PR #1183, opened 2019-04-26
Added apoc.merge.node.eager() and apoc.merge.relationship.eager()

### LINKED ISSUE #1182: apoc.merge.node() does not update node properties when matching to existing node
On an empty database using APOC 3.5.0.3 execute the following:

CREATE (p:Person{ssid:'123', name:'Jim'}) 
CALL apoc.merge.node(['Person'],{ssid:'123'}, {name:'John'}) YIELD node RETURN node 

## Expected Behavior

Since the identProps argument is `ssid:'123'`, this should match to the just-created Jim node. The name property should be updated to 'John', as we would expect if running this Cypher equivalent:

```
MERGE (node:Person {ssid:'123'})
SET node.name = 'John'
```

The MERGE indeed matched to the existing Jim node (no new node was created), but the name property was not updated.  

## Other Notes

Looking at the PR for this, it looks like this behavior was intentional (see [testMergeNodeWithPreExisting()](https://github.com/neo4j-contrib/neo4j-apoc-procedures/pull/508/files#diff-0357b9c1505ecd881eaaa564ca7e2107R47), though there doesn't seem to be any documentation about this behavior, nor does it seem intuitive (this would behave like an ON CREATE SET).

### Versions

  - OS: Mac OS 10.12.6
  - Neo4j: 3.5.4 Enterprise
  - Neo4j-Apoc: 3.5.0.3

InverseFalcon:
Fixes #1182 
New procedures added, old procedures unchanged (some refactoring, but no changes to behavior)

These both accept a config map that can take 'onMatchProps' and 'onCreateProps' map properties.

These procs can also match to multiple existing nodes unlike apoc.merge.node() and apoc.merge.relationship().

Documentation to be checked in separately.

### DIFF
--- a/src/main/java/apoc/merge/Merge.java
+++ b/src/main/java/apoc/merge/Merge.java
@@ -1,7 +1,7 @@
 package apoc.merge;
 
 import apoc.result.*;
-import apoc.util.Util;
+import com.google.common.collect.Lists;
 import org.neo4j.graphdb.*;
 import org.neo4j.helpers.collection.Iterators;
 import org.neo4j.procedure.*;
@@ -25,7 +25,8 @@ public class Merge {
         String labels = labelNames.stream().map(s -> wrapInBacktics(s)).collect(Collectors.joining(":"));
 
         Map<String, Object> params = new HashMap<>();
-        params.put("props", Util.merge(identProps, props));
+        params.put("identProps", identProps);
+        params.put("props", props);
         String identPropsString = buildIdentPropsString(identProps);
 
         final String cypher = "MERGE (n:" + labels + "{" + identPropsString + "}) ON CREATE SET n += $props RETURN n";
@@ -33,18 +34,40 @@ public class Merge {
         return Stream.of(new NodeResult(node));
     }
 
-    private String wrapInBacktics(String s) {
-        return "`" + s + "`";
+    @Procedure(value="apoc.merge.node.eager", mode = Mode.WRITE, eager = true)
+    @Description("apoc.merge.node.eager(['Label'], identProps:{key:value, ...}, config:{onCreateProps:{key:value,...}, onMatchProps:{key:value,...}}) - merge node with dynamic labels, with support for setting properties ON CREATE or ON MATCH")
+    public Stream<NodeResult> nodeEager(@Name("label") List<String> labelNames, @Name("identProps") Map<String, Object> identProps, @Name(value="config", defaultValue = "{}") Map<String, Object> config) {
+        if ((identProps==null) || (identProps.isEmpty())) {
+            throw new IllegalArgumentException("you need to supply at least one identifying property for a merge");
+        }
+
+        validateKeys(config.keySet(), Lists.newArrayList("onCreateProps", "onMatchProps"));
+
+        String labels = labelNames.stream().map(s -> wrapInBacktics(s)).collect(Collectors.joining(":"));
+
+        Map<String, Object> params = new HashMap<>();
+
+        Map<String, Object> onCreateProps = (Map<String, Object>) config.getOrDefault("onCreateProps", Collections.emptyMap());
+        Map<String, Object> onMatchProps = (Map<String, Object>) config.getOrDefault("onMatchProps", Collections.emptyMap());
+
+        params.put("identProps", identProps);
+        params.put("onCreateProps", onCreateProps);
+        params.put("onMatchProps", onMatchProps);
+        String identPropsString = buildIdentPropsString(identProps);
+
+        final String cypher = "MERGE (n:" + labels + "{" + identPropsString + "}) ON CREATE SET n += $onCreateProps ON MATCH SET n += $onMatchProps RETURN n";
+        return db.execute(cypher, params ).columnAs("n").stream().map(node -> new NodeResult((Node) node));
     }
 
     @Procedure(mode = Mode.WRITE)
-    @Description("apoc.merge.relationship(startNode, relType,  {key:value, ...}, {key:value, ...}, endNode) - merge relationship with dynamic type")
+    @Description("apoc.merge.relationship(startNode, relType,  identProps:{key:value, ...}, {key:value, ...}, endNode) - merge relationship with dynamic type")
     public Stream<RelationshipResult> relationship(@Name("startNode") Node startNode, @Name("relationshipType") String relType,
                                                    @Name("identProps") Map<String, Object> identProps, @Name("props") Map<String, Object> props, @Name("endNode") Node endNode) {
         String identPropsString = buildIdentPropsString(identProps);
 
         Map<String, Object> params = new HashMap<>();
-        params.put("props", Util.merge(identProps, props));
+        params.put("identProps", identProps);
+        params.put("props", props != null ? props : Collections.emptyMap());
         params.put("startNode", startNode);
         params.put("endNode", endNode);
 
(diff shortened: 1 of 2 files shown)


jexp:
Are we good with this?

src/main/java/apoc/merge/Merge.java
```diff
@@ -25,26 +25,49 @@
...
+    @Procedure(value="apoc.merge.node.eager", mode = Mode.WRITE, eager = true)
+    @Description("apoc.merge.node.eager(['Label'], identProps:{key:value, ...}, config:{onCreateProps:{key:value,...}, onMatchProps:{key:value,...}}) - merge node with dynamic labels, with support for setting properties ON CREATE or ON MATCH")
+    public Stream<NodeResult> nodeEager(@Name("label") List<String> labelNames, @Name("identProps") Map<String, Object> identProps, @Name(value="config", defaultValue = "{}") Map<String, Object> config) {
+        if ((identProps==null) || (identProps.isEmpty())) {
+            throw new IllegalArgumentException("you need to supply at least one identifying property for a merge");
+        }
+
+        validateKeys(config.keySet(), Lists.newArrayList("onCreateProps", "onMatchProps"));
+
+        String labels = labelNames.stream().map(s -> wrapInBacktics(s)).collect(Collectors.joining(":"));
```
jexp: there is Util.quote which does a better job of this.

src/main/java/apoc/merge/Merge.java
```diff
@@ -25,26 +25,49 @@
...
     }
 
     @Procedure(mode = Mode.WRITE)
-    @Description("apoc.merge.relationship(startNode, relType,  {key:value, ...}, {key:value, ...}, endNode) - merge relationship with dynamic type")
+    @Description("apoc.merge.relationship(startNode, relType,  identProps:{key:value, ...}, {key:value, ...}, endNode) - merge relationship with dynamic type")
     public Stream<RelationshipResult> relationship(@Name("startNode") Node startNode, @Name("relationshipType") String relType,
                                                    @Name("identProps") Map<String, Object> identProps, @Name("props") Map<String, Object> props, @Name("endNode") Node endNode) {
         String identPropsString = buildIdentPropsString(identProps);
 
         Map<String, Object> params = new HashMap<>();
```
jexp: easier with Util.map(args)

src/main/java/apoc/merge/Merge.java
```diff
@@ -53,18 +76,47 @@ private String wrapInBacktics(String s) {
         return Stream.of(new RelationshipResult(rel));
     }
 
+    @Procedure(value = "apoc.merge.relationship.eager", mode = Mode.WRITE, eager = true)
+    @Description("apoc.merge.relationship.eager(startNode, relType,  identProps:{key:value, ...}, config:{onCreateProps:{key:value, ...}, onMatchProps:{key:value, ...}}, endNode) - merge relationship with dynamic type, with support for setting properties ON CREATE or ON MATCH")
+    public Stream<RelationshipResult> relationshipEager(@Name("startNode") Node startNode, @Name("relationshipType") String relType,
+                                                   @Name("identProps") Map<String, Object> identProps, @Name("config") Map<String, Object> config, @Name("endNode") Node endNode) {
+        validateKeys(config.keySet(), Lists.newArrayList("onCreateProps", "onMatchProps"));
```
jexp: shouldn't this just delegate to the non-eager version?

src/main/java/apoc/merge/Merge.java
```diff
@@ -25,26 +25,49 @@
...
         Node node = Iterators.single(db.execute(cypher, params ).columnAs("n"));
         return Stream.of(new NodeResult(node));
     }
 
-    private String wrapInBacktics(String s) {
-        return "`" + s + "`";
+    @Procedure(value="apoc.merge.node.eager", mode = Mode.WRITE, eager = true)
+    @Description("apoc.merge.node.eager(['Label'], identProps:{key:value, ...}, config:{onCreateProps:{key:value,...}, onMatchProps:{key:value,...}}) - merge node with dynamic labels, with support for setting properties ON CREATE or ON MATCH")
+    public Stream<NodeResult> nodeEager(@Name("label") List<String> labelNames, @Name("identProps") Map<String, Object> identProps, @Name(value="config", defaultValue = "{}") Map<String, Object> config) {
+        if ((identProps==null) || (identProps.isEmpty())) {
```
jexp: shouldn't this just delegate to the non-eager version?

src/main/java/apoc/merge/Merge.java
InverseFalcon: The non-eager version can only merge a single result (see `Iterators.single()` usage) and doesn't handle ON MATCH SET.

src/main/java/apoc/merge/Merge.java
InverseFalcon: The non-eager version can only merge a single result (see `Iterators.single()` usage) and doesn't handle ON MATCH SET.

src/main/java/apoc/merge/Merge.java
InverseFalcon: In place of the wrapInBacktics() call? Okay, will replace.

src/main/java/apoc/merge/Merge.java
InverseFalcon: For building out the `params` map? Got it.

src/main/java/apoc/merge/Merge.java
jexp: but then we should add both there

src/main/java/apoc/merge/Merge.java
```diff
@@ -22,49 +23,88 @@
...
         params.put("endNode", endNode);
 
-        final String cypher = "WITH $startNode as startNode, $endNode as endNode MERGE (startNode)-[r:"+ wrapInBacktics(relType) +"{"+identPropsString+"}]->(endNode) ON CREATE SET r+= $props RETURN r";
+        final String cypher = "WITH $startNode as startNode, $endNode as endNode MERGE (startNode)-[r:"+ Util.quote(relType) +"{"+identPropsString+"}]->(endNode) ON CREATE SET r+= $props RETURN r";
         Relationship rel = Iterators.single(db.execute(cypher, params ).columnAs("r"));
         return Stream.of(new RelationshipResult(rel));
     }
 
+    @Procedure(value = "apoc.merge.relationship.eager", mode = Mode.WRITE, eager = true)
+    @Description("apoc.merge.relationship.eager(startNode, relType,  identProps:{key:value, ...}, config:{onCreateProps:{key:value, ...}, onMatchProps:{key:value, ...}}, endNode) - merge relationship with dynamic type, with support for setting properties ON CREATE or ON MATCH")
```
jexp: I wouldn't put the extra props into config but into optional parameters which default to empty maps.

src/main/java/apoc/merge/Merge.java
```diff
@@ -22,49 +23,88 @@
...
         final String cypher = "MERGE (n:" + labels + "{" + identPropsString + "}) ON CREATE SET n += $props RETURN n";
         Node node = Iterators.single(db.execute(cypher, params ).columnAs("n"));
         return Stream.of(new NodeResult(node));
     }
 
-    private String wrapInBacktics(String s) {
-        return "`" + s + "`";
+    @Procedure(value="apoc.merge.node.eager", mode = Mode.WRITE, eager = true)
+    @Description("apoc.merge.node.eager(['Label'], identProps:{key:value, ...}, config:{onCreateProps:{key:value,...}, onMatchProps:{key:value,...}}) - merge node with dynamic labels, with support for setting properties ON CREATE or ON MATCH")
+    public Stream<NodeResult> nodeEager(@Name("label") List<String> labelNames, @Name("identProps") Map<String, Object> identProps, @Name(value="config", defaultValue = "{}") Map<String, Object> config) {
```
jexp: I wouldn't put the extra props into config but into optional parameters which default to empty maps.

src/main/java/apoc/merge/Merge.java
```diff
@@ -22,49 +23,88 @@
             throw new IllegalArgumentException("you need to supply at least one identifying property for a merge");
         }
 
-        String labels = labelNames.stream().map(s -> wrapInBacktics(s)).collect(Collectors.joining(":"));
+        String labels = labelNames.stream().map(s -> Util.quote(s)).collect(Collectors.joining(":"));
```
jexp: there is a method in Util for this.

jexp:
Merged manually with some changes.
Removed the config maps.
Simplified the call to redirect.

===

What the task asks: A single figure is all that is needed: the number of lines above that contain the string "some".

Task response: 2